PR #15022, opened 2020-09-14
Drag and drop fixes

elisabethcvs:
#### Pull request checklist

#### Description of changes

- Check on drop that we are not dropping over the selected items. Previously we were not checking and this was causing items to be duplicated when dropped over themselves
- Remove items when they were successfully dropped into another well

Tested that the move works with single and multiple items. Also tested that drag and drop within wells is unaffected.

### DIFF
--- a/packages/experiments/src/components/UnifiedPicker/UnifiedPicker.tsx
+++ b/packages/experiments/src/components/UnifiedPicker/UnifiedPicker.tsx
@@ -155,7 +155,7 @@ export const UnifiedPicker = <T extends {}>(props: IUnifiedPickerProps<T>): JSX.
   };
 
   const _onDragEnd = (item?: any, event?: DragEvent): void => {
-    if (event && event.dataTransfer?.dropEffect == 'move') {
+    if (event && event.dataTransfer?.dropEffect === 'move') {
       const itemstoRemove = focusedItemIndices.includes(draggedIndex)
         ? (getSelectedItems() as T[])
         : [selectedItems[draggedIndex]];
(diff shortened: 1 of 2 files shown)


packages/experiments/src/components/UnifiedPicker/UnifiedPicker.tsx
```diff
@@ -150,6 +155,12 @@ export const UnifiedPicker = <T extends {}>(props: IUnifiedPickerProps<T>): JSX.
   };
 
   const _onDragEnd = (item?: any, event?: DragEvent): void => {
+    if (event && event.dataTransfer?.dropEffect === 'move') {
+      const itemstoRemove = focusedItemIndices.includes(draggedIndex)
```
nebhatna, line 159: camelCase please :)

packages/experiments/src/components/UnifiedPicker/UnifiedPicker.tsx
```diff
@@ -150,6 +155,12 @@ export const UnifiedPicker = <T extends {}>(props: IUnifiedPickerProps<T>): JSX.
...
+        ? (getSelectedItems() as T[])
+        : [selectedItems[draggedIndex]];
+      _onRemoveSelectedItems(itemstoRemove);
+    }
```
nebhatna, line 163: can we combine the 2 if statements for clarity

nebhatna (changes requested):
minor feedback

packages/experiments/src/components/UnifiedPicker/UnifiedPicker.tsx
```diff
@@ -150,16 +155,22 @@ export const UnifiedPicker = <T extends {}>(props: IUnifiedPickerProps<T>): JSX.
   };
 
   const _onDragEnd = (item?: any, event?: DragEvent): void => {
-    setDraggedIndex(-1);
     if (event) {
-      const dataList = event?.dataTransfer?.items;
+      if (event.dataTransfer?.dropEffect === 'move') {
```
nebhatna, line 159: do we want to check for event not being null ?

nebhatna (approved):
++++
→ Work instructions: Retype all of the material, keeping each line exact.

→ Exercise answer:
PR #15022, opened 2020-09-14
Drag and drop fixes

elisabethcvs:
#### Pull request checklist

#### Description of changes

- Check on drop that we are not dropping over the selected items. Previously we were not checking and this was causing items to be duplicated when dropped over themselves
- Remove items when they were successfully dropped into another well

Tested that the move works with single and multiple items. Also tested that drag and drop within wells is unaffected.

### DIFF
--- a/packages/experiments/src/components/UnifiedPicker/UnifiedPicker.tsx
+++ b/packages/experiments/src/components/UnifiedPicker/UnifiedPicker.tsx
@@ -155,7 +155,7 @@ export const UnifiedPicker = <T extends {}>(props: IUnifiedPickerProps<T>): JSX.
   };
 
   const _onDragEnd = (item?: any, event?: DragEvent): void => {
-    if (event && event.dataTransfer?.dropEffect == 'move') {
+    if (event && event.dataTransfer?.dropEffect === 'move') {
       const itemstoRemove = focusedItemIndices.includes(draggedIndex)
         ? (getSelectedItems() as T[])
         : [selectedItems[draggedIndex]];
(diff shortened: 1 of 2 files shown)


packages/experiments/src/components/UnifiedPicker/UnifiedPicker.tsx
```diff
@@ -150,6 +155,12 @@ export const UnifiedPicker = <T extends {}>(props: IUnifiedPickerProps<T>): JSX.
   };
 
   const _onDragEnd = (item?: any, event?: DragEvent): void => {
+    if (event && event.dataTransfer?.dropEffect === 'move') {
+      const itemstoRemove = focusedItemIndices.includes(draggedIndex)
```
nebhatna, line 159: camelCase please :)

packages/experiments/src/components/UnifiedPicker/UnifiedPicker.tsx
```diff
@@ -150,6 +155,12 @@ export const UnifiedPicker = <T extends {}>(props: IUnifiedPickerProps<T>): JSX.
...
+        ? (getSelectedItems() as T[])
+        : [selectedItems[draggedIndex]];
+      _onRemoveSelectedItems(itemstoRemove);
+    }
```
nebhatna, line 163: can we combine the 2 if statements for clarity

nebhatna (changes requested):
minor feedback

packages/experiments/src/components/UnifiedPicker/UnifiedPicker.tsx
```diff
@@ -150,16 +155,22 @@ export const UnifiedPicker = <T extends {}>(props: IUnifiedPickerProps<T>): JSX.
   };
 
   const _onDragEnd = (item?: any, event?: DragEvent): void => {
-    setDraggedIndex(-1);
     if (event) {
-      const dataList = event?.dataTransfer?.items;
+      if (event.dataTransfer?.dropEffect === 'move') {
```
nebhatna, line 159: do we want to check for event not being null ?

nebhatna (approved):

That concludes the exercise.